## [INSTRUCTIONS FOR THE TASK]
When you retype the listing, keep every word exactly as it appears.

## [GIVEN DATA]
PR #7635, opened 2022-12-05
feat(hyd): faster core hydraulics solver

crocket63:
Fixes #[issue_no]

## Summary of Changes

As wasm performances proves to be really good, this PR sets all the hydraulic calculations to 100hz, which should help in some fast flow transients use cases, such as gear or multiple flight control inputs.

## Additional context

## Testing instructions

1) Check no noticeable performance degradation.

2) Please check as many hydraulic cases as possible and search for any regression, including brakes/steering/cargo doors/hydraulic leaks...

3) On gear movements pressure down spikes should not go as low as before but should still trigger PTU.


src/systems/systems/src/hydraulic/linear_actuator.rs
```diff
@@ -2539,7 +2539,7 @@ mod tests {
     fn linear_actuator_not_moving_on_locked_rigid_body() {
         let mut test_bed = SimulationTestBed::new(|context| {
             let tested_object = cargo_door_assembly(context, true);
-            TestAircraft::new(context, Duration::from_millis(33), tested_object)
+            TestAircraft::new(context, Duration::from_millis(10), tested_object)
```
Gurgel100, line 2542: I don't know if it would be helpful to extract these values to an "global" constant so it is changed later one only has to change it at one point.

Gurgel100, line 2542: I don't know if it would be helpful to extract these values to an "global" constant so it is changed later one only has to change it at one point.

Gurgel100 (changes requested):

src/systems/systems/src/hydraulic/linear_actuator.rs
crocket63: Simpler better :D
Used to have different time steps for different things, hope we can have the same for all from now on

PR #7648, opened 2022-12-11
feat: upload to cloudflare cdn on exp

Benjozork:
## Summary of Changes

This PR:

* adds a script to upload to the CloudFlare R2 CDN;
* adds a step in the experimental pipeline to upload it there as well, keeping bunnycdn for now;
* changes the fragmenter module chunk size from 500MiB to 98MiB (R2 supports 100MB uploads at most).

### DIFF
--- a/scripts/cf-cdn.sh
+++ b/scripts/cf-cdn.sh
@@ -14,7 +14,7 @@ upload () {
 
     # Try to upload the file up to MAX_RETRY times before failing
     counter=0
-    until curl --fail -X PUT -H "X-FBW-Access-Key: $CLOUDFLARE_BUCKET_PASSWORD" --data-binary -T "$1" "$DEST"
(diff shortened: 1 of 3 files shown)


scripts/cf-cdn.sh
```diff
@@ -0,0 +1,39 @@
...
+MAX_RETRY=5
+
+upload () {
+    DEST="$CDN_URL/$CDN_DIR/$(basename -- "$1")"
+    echo "Syncing file: $1"
+    echo "Destination: $DEST"
+
+    # Try to upload the file up to MAX_RETRY times before failing
+    counter=0
+    until curl --fail -X PUT -H "X-FBW-Access-Key: $CLOUDFLARE_BUCKET_PASSWORD" --data-binary -T "$1" "$DEST"
```
Saschl, line 17: Afaik you should either use --data-binary or -T, but not both

Benjozork: Oops that wasn't intentional. Will fix

Benjozork: Done.,

Saschl (approved):
Noice

PR #7655, opened 2022-12-18
feat: Add aircraft version check and user message when using old version

frankkopp:
## Summary of Changes
This PR introduces a check of the version of the currently running aircraft against the latest github versions.

This PR adds a comprehensive version tag to the a32nx_build_info.json which is then used in the EFB code to check against the github version. A MSFS notification will be shown and the flyPad will also show the old version state  in the status bar.

Notification policy:

- when the version is older than the latest Stable release
- when version is equal or newer and branch is dev or exp then compare commit hash
  - if different and build date of aircraft is older than build date of latest dev/exp commit by 3 days

## Screenshots (if necessary)
image
image
image

https://user-images.githubusercontent.com/16833201/209550906-66b233c7-27be-4bbd-971f-ca5b1ceff3fa.mp4

## Testing instructions
To test this the a32nx_build-info.json file needs to be edited to "pretend" to be on an outdated version.

All editions; 
- To check for outdated main version change the version info to an older version (e.g. 0.9.0)

Dev and Exp
- Change the version tag to something like `v0.10.0-dev.124567` or `v0.10.0-exp.124567`
- As long as the commit sha is different to the last commit in dev or exp it will check for build time. 
  - If older than 3 days the message should appear - change the built date to test this
- If commit sha is identical no message should appear. (change the commit sha in the version string)


package.json
```diff
@@ -101,22 +101,23 @@
...
+    "@localazy/cli": "^1.6.0",
     "@reduxjs/toolkit": "^1.6.2",
     "@rollup/plugin-json": "^4.1.0",
     "@sentry/browser": "^6.17.7",
     "@sentry/integrations": "^6.17.7",
     "@sentry/tracing": "^6.17.7",
     "@tabler/icons": "^1.41.2",
     "@types/react-canvas-draw": "^1.1.1",
-    "@localazy/cli": "^1.6.0",
+    "@types/semver": "^7.3.13",
```
Benjozork, line 112: This should be in `devDependencies`, since it's not a runtime package.

frankkopp: fixed

src/instruments/src/EFB/Utils/AircraftVersionChecker.ts
```diff
@@ -0,0 +1,288 @@
...
+        }
+
+        // If the user's version is equal or newer than the latest release then check if
+        // the edition is Development or Experimental and if the commit is older than
+        // {maxAge} days after the latest release to show notification
+
+        const maxAge = 3;
+        const timestampAircraft: Date = new Date(this.buildInfo.built);
+
+        if ((branchName === 'Development')
```
Benjozork, line 180: I would store those branch names in an enum `KnownBranchNames` to avoid having magic values in the code

Benjozork (approved):

src/instruments/src/EFB/Efb.tsx
```diff
@@ -119,6 +118,9 @@ const Efb = () => {
 
     useEffect(() => {
         document.documentElement.classList.add(`theme-${theme}`, 'animationsEnabled');
+        if (!AircraftVersionChecker.isVersionChecked) {
```
Benjozork, line 121: Now that I think of it, we wanna delay this until the user is definitely loaded in the cockpit - some people have crashes when the popup shows before.

I think the sentry popup has some logic to do this.

frankkopp: Ok - will look into this

frankkopp: Added wait for A32NX_IS_READY which basically is the same.
Also moved the check to the index.tsx and our of the EFB.tsx - think it fits better there

src/instruments/src/EFB/Utils/AircraftVersionChecker.ts
frankkopp: Good idea - done

mico975:

Discord          : mico#3145
Object of testing: #7655
Tier of Testing  : 1
Date             : 01/01/2023

Testing Process: 
To check for outdated main version change the version info to an older version (e.g. 0.9.0) - **OK**

Change the version tag to something like v0.10.0-dev.124567 or v0.10.0-exp.124567
As long as the commit sha is different to the last commit in dev or exp it will check for build time.
If older than 3 days the message should appear - change the built date to test this - **OK**
If commit sha is identical no message should appear. (change the commit sha in the version string) - **OK**

Negatives:       
N/A

Testing Results: 
Passed

Conclusions: 
LGTM

Media:       
image

tracernz:
I think the dev/exp limit should be increased to at least a week, if not a month. It will be tedious and annoying otherwise.

frankkopp:
> I think the dev/exp limit should be increased to at least a week, if not a month. It will be tedious and annoying otherwise.

From a support point of view I would disagree. We often get the most support requests after a bug/fix/new feature from users not having done an update - so it could even make sense to drop the age threshold altogether :) - which indeed might be annoying.
Although it is one click :)

1 week would be the max for my taste - but I would prefer the 1/2 week (3 days) tbh.
Haven't gotten any other feedback on this yet though.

## [PROBLEM SOLUTION]
PR #7635, opened 2022-12-05
feat(hyd): faster core hydraulics solver

crocket63:
Fixes #[issue_no]

## Summary of Changes

As wasm performances proves to be really good, this PR sets all the hydraulic calculations to 100hz, which should help in some fast flow transients use cases, such as gear or multiple flight control inputs.

## Additional context

## Testing instructions

1) Check no noticeable performance degradation.

2) Please check as many hydraulic cases as possible and search for any regression, including brakes/steering/cargo doors/hydraulic leaks...

3) On gear movements pressure down spikes should not go as low as before but should still trigger PTU.


src/systems/systems/src/hydraulic/linear_actuator.rs
```diff
@@ -2539,7 +2539,7 @@ mod tests {
     fn linear_actuator_not_moving_on_locked_rigid_body() {
         let mut test_bed = SimulationTestBed::new(|context| {
             let tested_object = cargo_door_assembly(context, true);
-            TestAircraft::new(context, Duration::from_millis(33), tested_object)
+            TestAircraft::new(context, Duration::from_millis(10), tested_object)
```
Gurgel100, line 2542: I don't know if it would be helpful to extract these values to an "global" constant so it is changed later one only has to change it at one point.

Gurgel100, line 2542: I don't know if it would be helpful to extract these values to an "global" constant so it is changed later one only has to change it at one point.

Gurgel100 (changes requested):

src/systems/systems/src/hydraulic/linear_actuator.rs
crocket63: Simpler better :D
Used to have different time steps for different things, hope we can have the same for all from now on

PR #7648, opened 2022-12-11
feat: upload to cloudflare cdn on exp

Benjozork:
## Summary of Changes

This PR:

* adds a script to upload to the CloudFlare R2 CDN;
* adds a step in the experimental pipeline to upload it there as well, keeping bunnycdn for now;
* changes the fragmenter module chunk size from 500MiB to 98MiB (R2 supports 100MB uploads at most).

### DIFF
--- a/scripts/cf-cdn.sh
+++ b/scripts/cf-cdn.sh
@@ -14,7 +14,7 @@ upload () {
 
     # Try to upload the file up to MAX_RETRY times before failing
     counter=0
-    until curl --fail -X PUT -H "X-FBW-Access-Key: $CLOUDFLARE_BUCKET_PASSWORD" --data-binary -T "$1" "$DEST"
(diff shortened: 1 of 3 files shown)


scripts/cf-cdn.sh
```diff
@@ -0,0 +1,39 @@
...
+MAX_RETRY=5
+
+upload () {
+    DEST="$CDN_URL/$CDN_DIR/$(basename -- "$1")"
+    echo "Syncing file: $1"
+    echo "Destination: $DEST"
+
+    # Try to upload the file up to MAX_RETRY times before failing
+    counter=0
+    until curl --fail -X PUT -H "X-FBW-Access-Key: $CLOUDFLARE_BUCKET_PASSWORD" --data-binary -T "$1" "$DEST"
```
Saschl, line 17: Afaik you should either use --data-binary or -T, but not both

Benjozork: Oops that wasn't intentional. Will fix

Benjozork: Done.,

Saschl (approved):
Noice

PR #7655, opened 2022-12-18
feat: Add aircraft version check and user message when using old version

frankkopp:
## Summary of Changes
This PR introduces a check of the version of the currently running aircraft against the latest github versions.

This PR adds a comprehensive version tag to the a32nx_build_info.json which is then used in the EFB code to check against the github version. A MSFS notification will be shown and the flyPad will also show the old version state  in the status bar.

Notification policy:

- when the version is older than the latest Stable release
- when version is equal or newer and branch is dev or exp then compare commit hash
  - if different and build date of aircraft is older than build date of latest dev/exp commit by 3 days

## Screenshots (if necessary)
image
image
image

https://user-images.githubusercontent.com/16833201/209550906-66b233c7-27be-4bbd-971f-ca5b1ceff3fa.mp4

## Testing instructions
To test this the a32nx_build-info.json file needs to be edited to "pretend" to be on an outdated version.

All editions; 
- To check for outdated main version change the version info to an older version (e.g. 0.9.0)

Dev and Exp
- Change the version tag to something like `v0.10.0-dev.124567` or `v0.10.0-exp.124567`
- As long as the commit sha is different to the last commit in dev or exp it will check for build time. 
  - If older than 3 days the message should appear - change the built date to test this
- If commit sha is identical no message should appear. (change the commit sha in the version string)


package.json
```diff
@@ -101,22 +101,23 @@
...
+    "@localazy/cli": "^1.6.0",
     "@reduxjs/toolkit": "^1.6.2",
     "@rollup/plugin-json": "^4.1.0",
     "@sentry/browser": "^6.17.7",
     "@sentry/integrations": "^6.17.7",
     "@sentry/tracing": "^6.17.7",
     "@tabler/icons": "^1.41.2",
     "@types/react-canvas-draw": "^1.1.1",
-    "@localazy/cli": "^1.6.0",
+    "@types/semver": "^7.3.13",
```
Benjozork, line 112: This should be in `devDependencies`, since it's not a runtime package.

frankkopp: fixed

src/instruments/src/EFB/Utils/AircraftVersionChecker.ts
```diff
@@ -0,0 +1,288 @@
...
+        }
+
+        // If the user's version is equal or newer than the latest release then check if
+        // the edition is Development or Experimental and if the commit is older than
+        // {maxAge} days after the latest release to show notification
+
+        const maxAge = 3;
+        const timestampAircraft: Date = new Date(this.buildInfo.built);
+
+        if ((branchName === 'Development')
```
Benjozork, line 180: I would store those branch names in an enum `KnownBranchNames` to avoid having magic values in the code

Benjozork (approved):

src/instruments/src/EFB/Efb.tsx
```diff
@@ -119,6 +118,9 @@ const Efb = () => {
 
     useEffect(() => {
         document.documentElement.classList.add(`theme-${theme}`, 'animationsEnabled');
+        if (!AircraftVersionChecker.isVersionChecked) {
```
Benjozork, line 121: Now that I think of it, we wanna delay this until the user is definitely loaded in the cockpit - some people have crashes when the popup shows before.

I think the sentry popup has some logic to do this.

frankkopp: Ok - will look into this

frankkopp: Added wait for A32NX_IS_READY which basically is the same.
Also moved the check to the index.tsx and our of the EFB.tsx - think it fits better there

src/instruments/src/EFB/Utils/AircraftVersionChecker.ts
frankkopp: Good idea - done

mico975:

Discord          : mico#3145
Object of testing: #7655
Tier of Testing  : 1
Date             : 01/01/2023

Testing Process: 
To check for outdated main version change the version info to an older version (e.g. 0.9.0) - **OK**

Change the version tag to something like v0.10.0-dev.124567 or v0.10.0-exp.124567
As long as the commit sha is different to the last commit in dev or exp it will check for build time.
If older than 3 days the message should appear - change the built date to test this - **OK**
If commit sha is identical no message should appear. (change the commit sha in the version string) - **OK**

Negatives:       
N/A

Testing Results: 
Passed

Conclusions: 
LGTM

Media:       
image

tracernz:
I think the dev/exp limit should be increased to at least a week, if not a month. It will be tedious and annoying otherwise.

frankkopp:
> I think the dev/exp limit should be increased to at least a week, if not a month. It will be tedious and annoying otherwise.

From a support point of view I would disagree. We often get the most support requests after a bug/fix/new feature from users not having done an update - so it could even make sense to drop the age threshold altogether :) - which indeed might be annoying.
Although it is one click :)

1 week would be the max for my taste - but I would prefer the 1/2 week (3 days) tbh.
Haven't gotten any other feedback on this yet though.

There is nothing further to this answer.